The opinions expressed by columnists are their own and do not necessarily represent the views of

They say in the finance industry that past performance is not necessarily indicative of future results. In politics, you can almost always drop the “not.” The past tells us what Republicans are prone to do when in January, a new crop of GOP legislators come to Washington and take the gavel of both houses of Congress.


The last times Republicans controlled both Houses of Congress were 2003-2005 and 2005-2007. The signature legislation of those eras were the Medicare Prescription Drug Benefit in the 108th Congress and then the lack thereof of the pork barrel-filled "Do Nothing Congress" in the 109th.

One of the best, but little noted things that happened was the cutting of taxes for the middle class. Despite it being very good for the economy, it is rarely mentioned because of the economic collapse of 2008 that each party has tried to cast the blame on the other for.
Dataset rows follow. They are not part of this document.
PR #498, opened 2020-11-10
sgx: add warnings to webhook

mythi:
Start using a k8s 1.19 feature to report warnings from webhooks. Sample output:

```
$ kubectl run nginx --image=nginx --limits 'sgx.intel.com/enclave=1'
Warning: sgx.intel.com/enclave should not be used in Pod spec directly
pod/nginx created
```
TODO: 

- [x] fix lint errors

### DIFF
--- a/pkg/webhooks/sgx/sgx.go
+++ b/pkg/webhooks/sgx/sgx.go
@@ -81,6 +81,21 @@ func getAesmdVolume(needsAesmd bool, epcUserCount int32, aesmdPresent bool) *cor
 	}
 }
 
+func warnWrongResources(resources map[string]int64) []string {
+	warnings := make([]string, 0)
+
+	_, ok := resources[encl]
+	if ok {
+		warnings = append(warnings, encl+" should not be used in Pod spec directly")
+	}
+
+	_, ok = resources[provision]
+	if ok {
+		warnings = append(warnings, provision+" should not be used in Pod spec directly")
+	}
+	return warnings
+}
+
 func (s *SgxMutator) Handle(ctx context.Context, req admission.Request) admission.Response {
 	pod := &corev1.Pod{}
 
@@ -91,6 +106,7 @@ func (s *SgxMutator) Handle(ctx context.Context, req admission.Request) admissio
 	totalEpc := int64(0)
 	epcUserCount := int32(0)
 	aesmdPresent := bool(false)
+	warnings := make([]string, 0)
 
 	if pod.Annotations == nil {
 		pod.Annotations = make(map[string]string)
@@ -103,6 +119,8 @@ func (s *SgxMutator) Handle(ctx context.Context, req admission.Request) admissio
 		if err != nil {
 			return admission.Errored(http.StatusInternalServerError, err)
 		}
+
+		warnings = append(warnings, warnWrongResources(requestedResources)...)
 
 		// the container has no sgx.intel.com/epc
 		epcSize, ok := requestedResources[epc]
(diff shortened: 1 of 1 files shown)


pkg/webhooks/sgx/sgx.go
```diff
@@ -104,6 +106,16 @@ func (s *SgxMutator) Handle(ctx context.Context, req admission.Request) admissio
...
 
+		_, ok := requestedResources[encl]
+		if ok {
+			warnings = append(warnings, encl+" should not be used in Pod spec directly")
+		}
+
+		_, ok = requestedResources[provision]
+		if ok {
+			warnings = append(warnings, provision+" should not be used in Pod spec directly")
+		}
```
rojkov, line 117: Looks good. This can be moved to a function returning updated `warnings` slice:
```go
warnings = maybeAppendWarnings(warnings, requestResources)
```

mythi: good suggestion, I'll change it to something like that

pkg/webhooks/sgx/sgx.go
```diff
@@ -81,6 +81,21 @@ func getAesmdVolume(needsAesmd bool, epcUserCount int32, aesmdPresent bool) *cor
 	}
 }
 
+func warnWrongResources(resources map[string]int64) []string {
+	warnings := make([]string, 0)
+
+	_, ok := resources[encl]
+	if ok {
+		warnings = append(warnings, encl+" should not be used in Pod spec directly")
```
mythi, line 89: Q: should we pass the container name here to specify which container in a pod triggers the warning?

pkg/webhooks/sgx/sgx.go
```diff
@@ -190,7 +208,7 @@ func (s *SgxMutator) Handle(ctx context.Context, req admission.Request) admissio
 		return admission.Errored(http.StatusInternalServerError, err)
 	}
 
-	return admission.PatchResponseFromRaw(req.Object.Raw, marshaledPod)
+	return admission.PatchResponseFromRaw(req.Object.Raw, marshaledPod).WithWarnings(warnings...)
```
ipuustin, line 211: What happens here if `warnings` is nil? I'm just wondering if we still get empty warnings printed out or similar.

pkg/webhooks/sgx/sgx.go
ipuustin: I think the caller should already know who made the request? Also the docs emphasize keeping the warnings as short as possible, 120 chars is the soft limit.

mythi: I was thinking the case where, e.g., a pod has two containers and both are (wrongly) requesting enclave directly. Instead of seeing two warnings that look the same, the warning could be prefixed with the container name

pkg/webhooks/sgx/sgx.go
mythi: Nothing happens:
```
$ kubectl run nginx --image=nginx --limits 'sgx.intel.com/enclave=1'
Warning: sgx.intel.com/enclave should not be used in Pod spec directly
pod/nginx created
$ kubectl delete pod nginx
pod "nginx" deleted
$ kubectl run nginx --image=nginx
pod/nginx created
```

pkg/webhooks/sgx/sgx.go
ipuustin: I'm good with either approach -- just pick the one you think better.

ipuustin (approved):
LGTM

rojkov (approved):

PR #501, opened 2020-11-11
Jenkinsfile: do not use parallel method

okartau:
Use of parallel creates race possibility as installation of
go happens in one part but is used in another.

### DIFF
--- a/Jenkinsfile
+++ b/Jenkinsfile
@@ -35,8 +35,6 @@ pipeline {
       }
       stages {
         stage("Get requirements") {
-          parallel {
-            stage("go") {
               steps {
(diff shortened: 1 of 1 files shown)


okartau:
I created a trivial fix for race condition. But when I look to these stages, I think it can be simplified more, as now we have stage with two substages in it, so I believe the end result is same if we just declare those two inner stages without having grouped by two, isnt it? We can rename the stages if the name part "Get requirements" is important.

okartau:
syntax correctness even required that change, i.e. no extra stages around steps, force-pushed

mythi (approved):
thanks!

bart0sh (approved):
/lgtm

PR #506, opened 2020-11-16
operator: run as non-root

rojkov:


deployments/operator/default/manager_auth_proxy_patch.yaml
```diff
@@ -19,6 +19,11 @@ spec:
         ports:
         - containerPort: 8443
           name: https
+        securityContext:
```
mythi, line 22: off-topic but this should probably come from kubebuilder by default?

mythi (approved):
thanks!

deployments/operator/default/manager_auth_proxy_patch.yaml
rojkov: Yeah, probably makes sense to submit a PR to their scaffolding code.

PR #508, opened 2020-11-17
upgrade controller-gen to v0.4.1

rojkov:
The new versions adds `admissionReviewVersions` annotation and makes it mandatory.


mythi (dismissed):
looks what I was expecting. 

with this, the manual changes to generated files are no longer necessary

mythi (approved):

After those four years Republicans lost control of both houses of Congress for the 110th Congress (2006 election) and then lost the Presidency two years later.
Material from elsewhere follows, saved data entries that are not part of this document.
Issue #479, opened 2020-10-20
amend operator samples with full CRDs and add kustomization


mythi:
End user feedback:
The current samples only contain the image in the spec – it might be useful to have a sample with other fields (eg dpdk driver, kernel driver, num of VFs etc) already filled out so that the user knows what can be configured by looking at the sample

mythi:
added need: make it possible to deploy sample CRs using kustomize

rojkov:
What kind of kustomization is needed? Is it for the operator or plugins?

PR #518, opened 2020-12-07
operator: extend sample configs to include all possible specs

rojkov:
Closes: #479

### DIFF
--- a/deployments/operator/samples/deviceplugin_v1_fpgadeviceplugin.yaml
+++ b/deployments/operator/samples/deviceplugin_v1_fpgadeviceplugin.yaml
@@ -4,3 +4,8 @@ metadata:
   name: fpgadeviceplugin-sample
 spec:
   image: intel/intel-fpga-plugin:0.19.0
+  initImage: intel/intel-fpga-initcontainer:0.19.0
+  mode: region
+  logLevel: 4
+  nodeSelector:
+    feature.node.kubernetes.io/fpga-arria10: 'true'
--- a/deployments/operator/samples/deviceplugin_v1_gpudeviceplugin.yaml
+++ b/deployments/operator/samples/deviceplugin_v1_gpudeviceplugin.yaml
@@ -4,3 +4,8 @@ metadata:
   name: gpudeviceplugin-sample
 spec:
   image: intel/intel-gpu-plugin:0.18.0
+  initImage: intel/intel-gpu-initcontainer:0.19.0
+  sharedDevNum: 10
+  logLevel: 4
+  nodeSelector:
+    feature.node.kubernetes.io/gpu-i915: 'true'
--- a/deployments/operator/samples/deviceplugin_v1_qatdeviceplugin.yaml
+++ b/deployments/operator/samples/deviceplugin_v1_qatdeviceplugin.yaml
@@ -4,3 +4,10 @@ metadata:
   name: qatdeviceplugin-sample
 spec:
   image: intel/intel-qat-plugin:0.18.0
+  dpdkDriver: vfio-pci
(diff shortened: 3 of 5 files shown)


deployments/operator/samples/deviceplugin_v1_gpudeviceplugin.yaml
```diff
@@ -4,3 +4,8 @@ metadata:
   name: gpudeviceplugin-sample
 spec:
   image: intel/intel-gpu-plugin:0.18.0
+  initImage: intel/intel-gpu-initcontainer:0.19.0
+  sharedDevNum: 10
+  logLevel: 4
+  nodeSelector:
+    accelerator: hd-graphics
```
mythi, line 11: `nodeSelector`  (in all samples) we may need to keep commented out because these are not in the clusters by default.

deployments/operator/samples/deviceplugin_v1_fpgadeviceplugin.yaml
```diff
@@ -4,3 +4,8 @@ metadata:
   name: fpgadeviceplugin-sample
 spec:
   image: intel/intel-fpga-plugin:0.19.0
+  initImage: intel/intel-fpga-initcontainer:0.19.0
```
bart0sh, line 7: Not sure it's related to this PR, just want to mention. initcontainer is not used in AF mode as far as I remember. Can we somehow make it optional?

deployments/operator/samples/deviceplugin_v1_gpudeviceplugin.yaml
rojkov: These samples are supposed to be just an illustration for what could be the CRs' content and they appear in the hub's UI, e.g. click "view YAML example" at https://operatorhub.io/operator/akka-cluster-operator. Unfortunately any comments get wiped out from them (in the YAML-to-JSON transformation phase) and don't show up in the UI.

Also the `kustomization.yaml` file in the `samples` directory lists all the samples as its resources so that operator-sdk can find and include them in the generated CSV. I guess adding overlays for such "base" doesn't make much sense because it implies running all the possible plugins in a cluster.

deployments/operator/samples/deviceplugin_v1_fpgadeviceplugin.yaml
rojkov: This is just a sample config which already sets `mode: region`. Probably I can add one more config without `initImage` and with `mode` set to `af`. Unfortunately any comments will be stripped off when the samples show up in the hub's UI.

deployments/operator/samples/deviceplugin_v1_gpudeviceplugin.yaml
mythi: @rojkov OK, I did not think of this operatorhub.io aspect. My vision is that one day our CRDs would depend on `NodeFeatureDiscovery`  and we'd rely on nodeselector labels detected by NFD. This is probably good now but we should look to have something NFD labeled here...

rojkov: I see. I've changed the labels a bit to suggest they are supposed to be used with NFD together.

mythi (dismissed):

mythi:
@rojkov can you rebase + push to trigger the build?

rojkov:
rebased and force-pushed. Let's see how it goes this time

mythi (approved):

mythi (approved):

mythi:
oops, double approval :)

@bart0sh needs your approval/merge

Issue #451, opened 2020-09-09
QAT Gen4 devices


mythi:
The QAT plugin needs to add support for Gen devices

https://github.com/intel/qatlib

PR #529, opened 2020-12-16
QAT Gen4

mythi:
Closes: #451


cmd/qat_plugin/dpdkdrv/dpdkdrv.go
```diff
@@ -245,56 +245,108 @@ func (dp *DevicePlugin) PostAllocate(response *pluginapi.AllocateResponse) error
...
+		return
+	}
+
+	// No PF devices found, running in a VM?
+	for _, vfDriver := range append([]string{dp.dpdkDriver}, dp.kernelVfDrivers...) {
+		pattern := filepath.Join(dp.pciDriverDir, vfDriver, "????:??:??.?")
+		qatVfDevices = append(qatVfDevices, getPciDevicesWithPattern(pattern)...)
+	}
+
+	return
```
rojkov, line 296: By this line my tiny brain forgets what the return value is and the func signature goes out of my terminal viewport.  Can we return `qatVfDevices` explicitly here?

cmd/qat_plugin/dpdkdrv/dpdkdrv.go
```diff
@@ -245,56 +245,108 @@ func (dp *DevicePlugin) PostAllocate(response *pluginapi.AllocateResponse) error
...
+		pattern := filepath.Join(qatPfDevice, "virtfn*")
+		qatVfDevices = append(qatVfDevices, getPciDevicesWithPattern(pattern)...)
+	}
+
+	if len(qatPfDevices) > 0 && len(qatVfDevices) > 0 {
+		return
+	}
+
+	// No PF devices found, running in a VM?
+	for _, vfDriver := range append([]string{dp.dpdkDriver}, dp.kernelVfDrivers...) {
```
rojkov, line 291: Is the order of the drivers important here? I guess
```go
for _, vfDriver := range append(dp.kernelVfDrivers, dp.dpdkDriver) {
```
would be more readable.

mythi: We prefer devices that are already bound to the targeted driver. See: #146

cmd/qat_plugin/dpdkdrv/dpdkdrv.go
mythi: makes sense, fixed

cmd/qat_plugin/dpdkdrv/dpdkdrv.go
```diff
@@ -245,56 +245,108 @@ func (dp *DevicePlugin) PostAllocate(response *pluginapi.AllocateResponse) error
...
-	for _, driver := range append([]string{dp.dpdkDriver}, dp.kernelVfDrivers...) {
-		files, err := ioutil.ReadDir(filepath.Join(dp.pciDriverDir, driver))
+
+	for _, vfDevice := range dp.getVfDevices() {
+		vfBdf := filepath.Base(vfDevice)
+
+		vfdevID, err := dp.getDeviceID(vfBdf)
 		if err != nil {
-			klog.Warningf("Can't read sysfs for driver as Driver %s is not available: Skipping", driver)
+			return nil, errors.Wrapf(err, "Cannot obtain device ID for %s", vfBdf)
```
rojkov, line 318: nit: no need to embed one more stack trace into the error. Can be fixed in a followup PR though as the existing code in the master branch does the same.

rojkov (approved):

There are two lessons to be learned for the new GOP majority. And that is to avoid to being known for 1) the largest expansion of government spending since the Great Society program, and 2) doing nothing. Those four years Republicans basically became Democrats when it came to spending. They brought home the bacon, appropriation bills were filled with pork, and the Medicare Prescription Drug bill was a monstrosity.

The GOP has been granted a second chance after the November 2014 elections. If we want to lose our majorities again and help elect Hillary Clinton or whoever the Democrats decide to crown in 2016, the quickest way for us to do that is to spend like drunken sailors like we did last time we controlled both houses of Congress and get nothing else done.
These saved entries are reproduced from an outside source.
PR #535, opened 2020-12-28
api: add PreferredAllocator interface

uniemimu:
This adds a GetPreferredAllocator interface so that plugins can
optionally implement the API.

### DIFF
--- a/pkg/deviceplugin/api.go
+++ b/pkg/deviceplugin/api.go
@@ -96,6 +96,12 @@ type PostAllocator interface {
 	PostAllocate(*pluginapi.AllocateResponse) error
 }
 
+// PreferredAllocator is an optional interface implemented by device plugins.
+type PreferredAllocator interface {
+	// GetPreferredAllocation defines the list of devices preferred for allocating next.
+	GetPreferredAllocation(*pluginapi.PreferredAllocationRequest) (*pluginapi.PreferredAllocationResponse, error)
+}
+
 // ContainerPreStarter is an optional interface implemented by device plugins.
 type ContainerPreStarter interface {
 	// PreStartContainer  defines device initialization function before container is started.
--- a/pkg/deviceplugin/manager.go
+++ b/pkg/deviceplugin/manager.go
@@ -22,6 +22,10 @@ import (
 	pluginapi "k8s.io/kubelet/pkg/apis/deviceplugin/v1beta1"
 )
 
+type postAllocateFunc func(*pluginapi.AllocateResponse) error
+type preStartContainerFunc func(*pluginapi.PreStartContainerRequest) error
+type getPreferredAllocationFunc func(*pluginapi.PreferredAllocationRequest) (*pluginapi.PreferredAllocationResponse, error)
+
 // updateInfo contains info for added, updated and deleted devices.
 type updateInfo struct {
 	Added   DeviceTree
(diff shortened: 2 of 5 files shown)


pkg/deviceplugin/api.go
```diff
@@ -96,6 +96,12 @@ type PostAllocator interface {
 	PostAllocate(*pluginapi.AllocateResponse) error
 }
 
+// PreferredAllocator is an optional interface implemented by device plugins.
+type PreferredAllocator interface {
+	// PreferredAllocation defines the list of devices preferred for allocating next.
+	PreferredAllocation(*pluginapi.PreferredAllocationRequest) (*pluginapi.PreferredAllocationResponse, error)
```
rojkov, line 102: This should be named `GetPreferredAllocation()` to mirror the spec for the RPC service.

pkg/deviceplugin/server.go
```diff
@@ -51,27 +51,30 @@ type devicePluginServer interface {
...
-	preStartContainer func(*pluginapi.PreStartContainerRequest) error
-	state             serverState
-	stateMutex        sync.Mutex
+	devType             string
+	grpcServer          *grpc.Server
+	updatesCh           chan map[string]DeviceInfo
+	devices             map[string]DeviceInfo
+	postAllocate        func(*pluginapi.AllocateResponse) error
+	preStartContainer   func(*pluginapi.PreStartContainerRequest) error
+	preferredAllocation func(*pluginapi.PreferredAllocationRequest) (*pluginapi.PreferredAllocationResponse, error)
```
rojkov, line 60: These closure declarations have become too lengthy. Let's declare new functional types `postAllocateFunc`, `preStartContainerFunc` and `getPreferredAllocationFunc` in this file and use them instead of `func(...)`.

rojkov (changes requested):
Overall looks good. With a couple of minor changes would be perfect.

pkg/deviceplugin/server.go
uniemimu: see  c87b0b5

rojkov: could you use the functional types in this file too?

pkg/deviceplugin/manager.go
```diff
@@ -22,6 +22,10 @@ import (
 	pluginapi "k8s.io/kubelet/pkg/apis/deviceplugin/v1beta1"
 )
 
+type postAllocateFunc func(*pluginapi.AllocateResponse) error
+type preStartContainerFunc func(*pluginapi.PreStartContainerRequest) error
+type preferredAllocationFunc func(*pluginapi.PreferredAllocationRequest) (*pluginapi.PreferredAllocationResponse, error)
```
rojkov, line 27: I'd prefer to rename `preferredAllocationFunc` to `getPreferredAllocationFunc` for consistency.

Also all the other variables, parameters and struct fields `preferredAllocation` should be better renamed to become a verb to signal they contain a func, that is to `getPreferedAllocation`.

uniemimu: I would not have preferred to prefix every preferred with get since not even the pluginapi gets it everywhere, but I get it, preferred or not.

rojkov: I agree. The interface name doesn't need to be prefixed indeed. Could you please revert it?

uniemimu: I would prefer I got the gets before preferred preferably right now

rojkov (approved):
Thanks!

bart0sh (approved):
/lgtm

mythi (approved):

What should we be doing? Tax reform. Border Security. Defeating ISIS. Lower the corporate tax rate. Regulatory reform both for small business and to make it easier for businesses to access capital. Dodd Frank Reform. Open up American energy and pass energy bills under the guise of jobs bills. Crack down on the IRS and the NSA. Repeal sections of the Patriot act. Defund the DOJ. The opportunities to fix this Country are endless and for once Congress can look like heroes to the public.

What should we not be doing? NOTHING for fear that the President will veto. Let him and when he does make sure every Communications staffer on the Hill pushes the veto to every media outlet large or small. I would love to see a wall on the new Majority Leader McConnell’s wall which is covered in all of the legislation that the President vetoed. Let Obama veto most of them, then he will be the Do Nothing President. Hillary will inherit his obstructionism and the GOP will have something to demonstrate they were adults in office and deserve to stay in the majority.

Just as dangerous however is divisive rhetoric within our own Party. Right now the Democrats realize their charade is up however and they realize the only way they can win is by running a campaign based on emotions and facts and make sure the GOP is divided. Comments from the newly announced director of the NRSC Ward Baker were an example of the mindless aspersions that Washingtonians feel the need to cast in the direction of tea party and constitutional conservatives: "We said we were going to be the Nick Saban of recruiting, we were going to recruit the best candidates, put them in the right position. We decided we couldn't be Akin-ed anymore. No more witches, no more gaffes.” These need to be erased from any conversations happening both internally and in the public eye.


Truth is, the 2014 election cycle has taught us within the GOP that neither the establishment nor the grassroots are strong enough to be on their own. Neither side can declare a total victory as both groups won and lost different races. Together as a team we won and beat the Democrats.

Maybe it’s naïve. Maybe it’s innocent. But in 2015, Republicans have a chance to buck the trends of their abysmal past performance. If we continue the unity, respect the various viewpoints within our Party and work together, we can reclaim the White House in 2016 and establish a long-term majority dedicated to reducing the size of government.